The Blackbox Repository

Giving a detailed account of the blackbox repository is out of scope of this tutorial. If you run the launcher script above, you will be surprised how quickly it finishes. The only real time spent is on logging, fetching metric values from the blackbox, and running the scheduler code. Since the latter is very fast (mostly some random sampling and data organization), whole simulated HPO experiments with many parallel workers can be done in mere seconds.

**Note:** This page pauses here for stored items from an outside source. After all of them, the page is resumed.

PR #71, opened 2025-12-19
Randomly load Sleep Screen from /sleep/*bmp (if exists).

jonasdiemer:
Load a random sleep screen. 

Only works for ".bmp" (not ".BMP"), but I think that's OK (we do the same for EPUBs).

### DIFF
--- a/src/activities/boot_sleep/SleepActivity.cpp
+++ b/src/activities/boot_sleep/SleepActivity.cpp
@@ -79,11 +79,10 @@ void SleepActivity::onEnter() {
 void SleepActivity::renderPopup(const char* message) const {
   const int textWidth = renderer.getTextWidth(READER_FONT_ID, message);
   constexpr int margin = 20;
-  // Round all coordinates to 8 pixel boundaries
-  const int x = ((GfxRenderer::getScreenWidth() - textWidth - margin * 2) / 2 + 7) / 8 * 8;
+  const int x = (GfxRenderer::getScreenWidth() - textWidth - margin * 2) / 2;
   constexpr int y = 117;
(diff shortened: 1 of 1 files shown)


src/activities/boot_sleep/SleepActivity.cpp
```diff
@@ -22,6 +76,21 @@ void SleepActivity::onEnter() {
...
 }
 
+void SleepActivity::renderPopup(const char* message) const {
+  const int textWidth = renderer.getTextWidth(READER_FONT_ID, message);
+  constexpr int margin = 20;
+  // Round all coordinates to 8 pixel boundaries
+  const int x = ((GfxRenderer::getScreenWidth() - textWidth - margin * 2) / 2 + 7) / 8 * 8;
+  constexpr int y = 117;
+  const int w = (textWidth + margin * 2 + 7) / 8 * 8;
+  const int h = (renderer.getLineHeight(READER_FONT_ID) + margin * 2 + 7) / 8 * 8;
```
daveallie: We don't actually need to round the coords to 8 pixels anymore, it was only necessary for windowed updates but as you've shown, we can just use the using display buffer without issue, feel free to remove the `+ 7) / 8 * 8)` on these line. Happy to merge as is if you want as well, I'm going to touch up the other one shortly.

daveallie (approved):

src/activities/boot_sleep/SleepActivity.cpp
jonasdiemer: Tx, updated.

daveallie (approved):

PR #77, opened 2025-12-20
Rotation Support

ChandhokTannay:
•  What is the goal of this PR?  
  Implement a horizontal EPUB reading mode so books can be read in landscape orientation (both 90° and 270°), while keeping the rest of the UI in portrait.

•  What changes are included?
◦  Rendering / Display
▪  Added an orientation model to GfxRenderer (Portrait, LandscapeNormal, LandscapeFlipped) and made:
▪  drawPixel, drawImage, displayWindow map logical coordinates differently depending on orientation.
▪  getScreenWidth() / getScreenHeight() return orientation‑aware logical dimensions (480×800 in portrait, 800×480 in landscape).
◦  Settings / Configuration
▪  Extended CrossPointSettings with:
▪  landscapeReading (toggle for portrait vs. landscape EPUB reading).
▪  landscapeFlipped (toggle to flip landscape 180° so both horizontal holding directions are supported).
▪  Updated settings serialization/deserialization to persist these fields while remaining backward‑compatible with existing settings files.
▪  Updated SettingsActivity to expose two new toggles:
▪  “Landscape Reading”
▪  “Flip Landscape (swap top/bottom)”
◦  EPUB Reader
▪  In EpubReaderActivity:
▪  On onEnter, set GfxRenderer orientation based on the new settings (Portrait, LandscapeNormal, or LandscapeFlipped).
▪  On onExit, reset orientation back to Portrait so Home, WiFi, Settings, etc. continue to render as before.
▪  Adjusted renderStatusBar to position the status bar and battery indicator relative to GfxRenderer::getScreenHeight() instead of hard‑coded Y coordinates, so it stays correctly at the bottom in both portrait and landscape.
◦  EPUB Caching / Layout
▪  Extended Section cache metadata (section.bin) to include the logical screenWidth and screenHeight used when pages were generated; bumped SECTION_FILE_VERSION.
▪  Updated loadCacheMetadata to compare:
▪  font/margins/line compression/extraParagraphSpacing and screen dimensions; mismatches now invalidate and clear the cache.
▪  Updated persistPageDataToSD and all call sites in EpubReaderActivity to pass the current GfxRenderer::getScreenWidth() / getScreenHeight() so portrait and landscape caches are kept separate and correctly sized.

Additional Context

•  Cache behavior / migration
◦  Existing section.bin files (old SECTION_FILE_VERSION) will be detected as incompatible and their caches cleared and rebuilt once per chapter when first opened after this change.
◦  Within a given orientation, caches will be reused as before. Switching orientation (portrait ↔ landscape) will cause a one‑time re‑index of each chapter in the new orientation.
•  Scope and risks
◦  Orientation changes are scoped to the EPUB reader; the Home screen, Settings, WiFi selection, sleep screens, and web server UI continue to assume portrait orientation.
◦  The renderer’s orientation is a static/global setting; if future code uses GfxRenderer outside the reader while a reader instance is active, it should be aware that orientation is no longer implicitly fixed.
◦  All drawing primitives now go through orientation‑aware coordinate transforms; any code that previously relied on edge‑case behavior or out‑of‑bounds writes might surface as logged “Outside range” warnings instead.
•  Testing suggestions / areas to focus on
◦  Verify in hardware:
▪  Portrait mode still renders correctly (boot, home, settings, WiFi, reader).
▪  Landscape reading in both directions:
▪  Landscape Reading = ON, Flip Landscape = OFF.
▪  Landscape Reading = ON, Flip Landscape = ON.
▪  Status bar (page X/Y, % progress, battery icon) is fully visible and aligned at the bottom in all three combinations.
◦  Open the same book:
▪  In portrait first, then switch to landscape and reopen it.
▪  Confirm that:
▪  Old portrait caches are rebuilt once for landscape (you should see the “Indexing…” page).
▪  Progress save/restore still works (resume opens to the correct page in the current orientation).
◦  Ensure grayscale rendering (the secondary pass in EpubReaderActivity::renderContents) still looks correct in both orientations.

### DIFF
--- a/lib/GfxRenderer/GfxRenderer.h
+++ b/lib/GfxRenderer/GfxRenderer.h
@@ -26,11 +26,9 @@ class GfxRenderer {
   static_assert(BW_BUFFER_CHUNK_SIZE * BW_BUFFER_NUM_CHUNKS == EInkDisplay::BUFFER_SIZE,
                 "BW buffer chunking does not line up with display buffer size");
 
-  // Orientation used for all rendering operations
-  Orientation orientation;
-
   EInkDisplay& einkDisplay;
   RenderMode renderMode;
+  Orientation orientation;
   uint8_t* bwBufferChunks[BW_BUFFER_NUM_CHUNKS] = {nullptr};
   std::map<int, EpdFontFamily> fontMap;
   void renderChar(const EpdFontFamily& fontFamily, uint32_t cp, int* x, const int* y, bool pixelState,
@@ -39,7 +37,7 @@ class GfxRenderer {
   void rotateCoordinates(int x, int y, int* rotatedX, int* rotatedY) const;
 
  public:
-  explicit GfxRenderer(EInkDisplay& einkDisplay) : einkDisplay(einkDisplay), renderMode(BW) {}
+  explicit GfxRenderer(EInkDisplay& einkDisplay) : einkDisplay(einkDisplay), renderMode(BW), orientation(Portrait) {}
   ~GfxRenderer() = default;
 
   static constexpr int VIEWABLE_MARGIN_TOP = 9;


lib/Epub/Epub/Section.cpp
```diff
@@ -69,17 +72,21 @@ bool Section::loadCacheMetadata(const int fontId, const float lineCompression, c
...
+    int fileScreenWidth, fileScreenHeight;
     serialization::readPod(inputFile, fileFontId);
     serialization::readPod(inputFile, fileLineCompression);
     serialization::readPod(inputFile, fileMarginTop);
     serialization::readPod(inputFile, fileMarginRight);
     serialization::readPod(inputFile, fileMarginBottom);
     serialization::readPod(inputFile, fileMarginLeft);
     serialization::readPod(inputFile, fileExtraParagraphSpacing);
+    serialization::readPod(inputFile, fileScreenWidth);
+    serialization::readPod(inputFile, fileScreenHeight);
```
daveallie: I think we could reasonably just cache on usable width and usable height, and then apply the top and left margin as part of rendering pages, this would help lower the count of cache busting variables we have here

lib/GfxRenderer/GfxRenderer.h
```diff
@@ -12,12 +12,22 @@ class GfxRenderer {
...
+  };
+
  private:
   static constexpr size_t BW_BUFFER_CHUNK_SIZE = 8000;  // 8KB chunks to allow for non-contiguous memory
   static constexpr size_t BW_BUFFER_NUM_CHUNKS = EInkDisplay::BUFFER_SIZE / BW_BUFFER_CHUNK_SIZE;
   static_assert(BW_BUFFER_CHUNK_SIZE * BW_BUFFER_NUM_CHUNKS == EInkDisplay::BUFFER_SIZE,
                 "BW buffer chunking does not line up with display buffer size");
 
+  // Global orientation used for all rendering operations
+  static Orientation orientation;
```
daveallie: I don't think this needs be a static variable, we pass the same instance around the whole firmware by reference, leaving it as an instance variable would be preferrable

lib/GfxRenderer/GfxRenderer.cpp
```diff
@@ -204,22 +225,55 @@ void GfxRenderer::displayBuffer(const EInkDisplay::RefreshMode refreshMode) cons
...
+    case Orientation::Portrait:
+      // 480px wide in portrait logical coordinates
+      return EInkDisplay::DISPLAY_HEIGHT;
+    case Orientation::LandscapeNormal:
+    case Orientation::LandscapeFlipped:
+      // 800px wide in landscape logical coordinates
+      return EInkDisplay::DISPLAY_WIDTH;
+  }
+  return EInkDisplay::DISPLAY_HEIGHT;
 }
```
daveallie, line 254: these functions should also move to instance functions to allow accessing the `orientation` instance variable

lib/GfxRenderer/GfxRenderer.h
```diff
@@ -12,12 +12,22 @@ class GfxRenderer {
  public:
   enum RenderMode { BW, GRAYSCALE_LSB, GRAYSCALE_MSB };
 
+  // Logical screen orientation from the perspective of callers
+  enum class Orientation {
+    Portrait,         // 480x800 logical coordinates (current default)
+    LandscapeNormal,  // 800x480 logical coordinates, native panel orientation
+    LandscapeFlipped  // 800x480 logical coordinates, rotated 180° (swap top/bottom)
+  };
```
daveallie: Can we please add `PortraitInverted`. Also, not super in love with `LandscapeNormal` and `LandscapeFlipped` it's not going to be obvious what "normal" is to most callers. I think we could use clearer names like `LandscapeClockwise` (or `LandscapeCW`) for when you rotate the device clockwise 90 degrees from the default portrait orientation, and `LandscaleCounterClockwise` (`LandscapeCCW`) for when you rotate the device counter-clockwise 90 degrees

src/activities/settings/SettingsActivity.cpp
```diff
@@ -1,29 +1,25 @@
...
-    {"Extra Paragraph Spacing", SettingType::TOGGLE, &CrossPointSettings::extraParagraphSpacing, {}},
-    {"Short Power Button Click", SettingType::TOGGLE, &CrossPointSettings::shortPwrBtn, {}}};
-}  // namespace
+
+const SettingInfo SettingsActivity::settingsList[settingsCount] = {
+    {"White Sleep Screen", SettingType::TOGGLE, &CrossPointSettings::whiteSleepScreen},
+    {"Extra Paragraph Spacing", SettingType::TOGGLE, &CrossPointSettings::extraParagraphSpacing},
+    {"Short Power Button Click", SettingType::TOGGLE, &CrossPointSettings::shortPwrBtn},
+    {"Landscape Reading", SettingType::TOGGLE, &CrossPointSettings::landscapeReading},
+    {"Flip Landscape (swap top/bottom)", SettingType::TOGGLE, &CrossPointSettings::landscapeFlipped}};
```
daveallie: These can be combined into an enum setting, there's an example of this on the `master` branch with the updated sleep screen setting.

daveallie:
Hi @ChandhokTannay I've cleaned up the things I mentioned in the PR review, will get it merged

However, when you run it for the very first time, you will have to wait for quite some time. This is because the blackbox repository downloads the raw data for the benchmark of your choice, processes it, and (optionally) stores it to your S3 bucket. It also stores a local copy. If the data is already in your S3 bucket, it will be downloaded from there if you run on a different instance, this is rather fast. But downloading and processing the raw data can take an hour or more for some of the blackboxes.